二つ目は「三人吉三」大川端の場、お嬢吉三:市川左字郎、お坊吉三:尾上音市郎、和尚吉三:澤村國也。この三人は実力もありセリフも上手で期待していましたが、誰がどうという訳ではなく黙阿弥の芝居の醍醐味まではいきませんでした。世話物ほど難しいと言われていますが、やはり容易くないようです。
三つ目は「身替坐禅」、山陰右京:尾上松也、奥方玉の井:坂東亀三郎、太郎冠者:尾上松五郎、侍女千枝:市川左字郎、小枝:尾上隆松。
坂東 亀三郎 ‏@otowayabando 8月23日 身替座禅の玉の井。 あまり役について観る人の自由だから細々と話したくはないのだが、 不細工な恐妻が浮気される!と言う単純な話しとは解釈していないので、僕は綺麗めな化粧で所謂重い女、愛が強過ぎる奥さんが浮気されるどちらにも非がある話として勤めています。 以上。(Twitter)
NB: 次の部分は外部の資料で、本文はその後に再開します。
PR #526, opened 2024-09-26
SL-733: add patient location widget

cioan:
@mogoodrich and @mseaton , I got this patient location widget to display the status and location as we discussed yesterday:

Screenshot 2024-09-26 at 10 22 08 AM

Screenshot 2024-09-26 at 10 18 18 AM

Screenshot 2024-09-26 at 10 19 48 AM

### DIFF
--- a/omod/src/main/java/org/openmrs/module/pihcore/fragment/controller/dashboardwidgets/PatientLocationFragmentController.java
+++ b/omod/src/main/java/org/openmrs/module/pihcore/fragment/controller/dashboardwidgets/PatientLocationFragmentController.java
@@ -1,0 +1,134 @@
+package org.openmrs.module.pihcore.fragment.controller.dashboardwidgets;
+
+
+import org.apache.commons.lang.StringUtils;
+import org.openmrs.Location;
+import org.openmrs.Patient;
+import org.openmrs.api.PatientService;
+import org.openmrs.api.context.Context;
+import org.openmrs.module.appframework.domain.AppDescriptor;
+import org.openmrs.module.appui.UiSessionContext;
+import org.openmrs.module.emrapi.adt.AdtService;
+import org.openmrs.module.emrapi.adt.InpatientAdmission;
+import org.openmrs.module.emrapi.adt.InpatientAdmissionSearchCriteria;
+import org.openmrs.module.emrapi.adt.InpatientRequest;
+import org.openmrs.module.emrapi.adt.InpatientRequestSearchCriteria;
+import org.openmrs.module.emrapi.disposition.DispositionType;
+import org.openmrs.module.emrapi.patient.PatientDomainWrapper;
+import org.openmrs.module.emrapi.visit.VisitDomainWrapper;
+import org.openmrs.module.queue.api.QueueServicesWrapper;
+import org.openmrs.module.queue.api.search.QueueEntrySearchCriteria;
+import org.openmrs.module.queue.model.QueueEntry;
+import org.openmrs.ui.framework.UiUtils;
+import org.openmrs.ui.framework.annotation.FragmentParam;
+import org.openmrs.ui.framework.annotation.SpringBean;
+import org.openmrs.ui.framework.fragment.FragmentConfiguration;
+import org.openmrs.ui.framework.fragment.FragmentModel;
+import org.slf4j.Logger;
+import org.slf4j.LoggerFactory;
+
+import java.util.Arrays;
+import java.util.List;
+
+public class PatientLocationFragmentController {
+    private final Logger log = LoggerFactory.getLogger(getClass());
+
+    public void controller(@SpringBean("patientService") PatientService patientService,
+                           @SpringBean("adtService") AdtService adtService,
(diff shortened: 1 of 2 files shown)


mseaton (approved):
Code generally looks correct to me @cioan , nice work!  Not sure if the layout is exactly how  Fiona wanted it, but defer to your conversations with her - can you check?

omod/src/main/java/org/openmrs/module/pihcore/fragment/controller/dashboardwidgets/PatientLocationFragmentController.java
```diff
@@ -0,0 +1,134 @@
...
+        Location currentInpatientLocation = null;
+        if (activeVisit != null ) {
+            // #1 Check if patient was admitted
+            InpatientAdmissionSearchCriteria criteria = new InpatientAdmissionSearchCriteria();
+            criteria.setPatientIds(Arrays.asList(patient.getPatientId()));
+            criteria.setIncludeDischarged(false);
+            List<InpatientAdmission> inpatientAdmissions = adtService.getInpatientAdmissions(criteria);
+            InpatientRequest currentInpatientRequest = null;
+            if (inpatientAdmissions != null && !inpatientAdmissions.isEmpty()) {
+                for (InpatientAdmission inpatientAdmission : inpatientAdmissions) {
```
mogoodrich, line 78: I think the assumption here is that there should only ever be one inpatient admission per patient, but, of course the query returns a list since it's a search?  If I'm understanding it, I think it would be better just to use inpatientAdmissions.get(0), but log a warning if inpatientAdmissins.size() > 2?

Or you could keep it this way but just add a comment saying there should never be more than one?

omod/src/main/java/org/openmrs/module/pihcore/fragment/controller/dashboardwidgets/PatientLocationFragmentController.java
```diff
@@ -0,0 +1,134 @@
...
+                    currentInpatientLocation = inpatientAdmission.getCurrentInpatientLocation();
+                    currentInpatientRequest = inpatientAdmission.getCurrentInpatientRequest();
+                    if (currentInpatientRequest != null) {
+                        String dispositionLocation = currentInpatientRequest.getDispositionLocation().getName();
+                        if (currentInpatientRequest.getDispositionType() == DispositionType.ADMIT) {
+                            patientStatus = ui.message("pihcore.waiting.tobe.admitted") + " " + dispositionLocation;
+                        } else if (currentInpatientRequest.getDispositionType() == DispositionType.TRANSFER) {
+                            patientStatus = ui.message("pihcore.waiting.for.transfer") + " " + dispositionLocation;
+                        } else {
+                            patientStatus = currentInpatientRequest.getDisposition().getName().getName();
```
mogoodrich, line 88: We might want to just display "Admitted" here if we don't find a status we recognize?

omod/src/main/java/org/openmrs/module/pihcore/fragment/controller/dashboardwidgets/PatientLocationFragmentController.java
```diff
@@ -0,0 +1,134 @@
...
+                List<InpatientRequest> inpatientRequests = adtService.getInpatientRequests(requestSearchCriteria);
+                if (inpatientRequests != null && !inpatientRequests.isEmpty()) {
+                    for (InpatientRequest inpatientRequest : inpatientRequests) {
+                        currentInpatientLocation = inpatientRequest.getDispositionLocation();
+                        if (inpatientRequest.getDispositionType() == DispositionType.ADMIT) {
+                            patientStatus = ui.message("pihcore.waiting.tobe.admitted") + " " + currentInpatientLocation;
+                        } else if (inpatientRequest.getDispositionType() == DispositionType.TRANSFER) {
+                            patientStatus = ui.message("pihcore.waiting.for.transfer") + " " + currentInpatientLocation;
+                        } else {
+                            patientStatus = inpatientRequest.getDisposition().getName().getName();
```
mogoodrich, line 108: Ditto here

mogoodrich (approved):
A couple comments, but generally LGTM @cioan , thanks!

omod/src/main/java/org/openmrs/module/pihcore/fragment/controller/dashboardwidgets/PatientLocationFragmentController.java
cioan: @mogoodrich , I think this could be DISCHARGE which it should not happen in our system yet. But we could support this later? Maybe, I should return DISCHARGE then?

cioan:
Thanks!

omod/src/main/java/org/openmrs/module/pihcore/fragment/controller/dashboardwidgets/PatientLocationFragmentController.java
mogoodrich: Probably fine to keep as-is and just keep an eye on what might show up in it...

ツィッターで言われているように、顔は全く普通!というかキレイでした。右京を思う気持ちが強くて融通のきかない硬い奥様。方や右京の方はほんわか柔らかい浮気な性格。この対比が面白かったです。この顔合わせで本興行で見たいものです。
メンバーが共に創っていく手作り感があり、暖かい雰囲気の会で、今後も応援したいと思いました。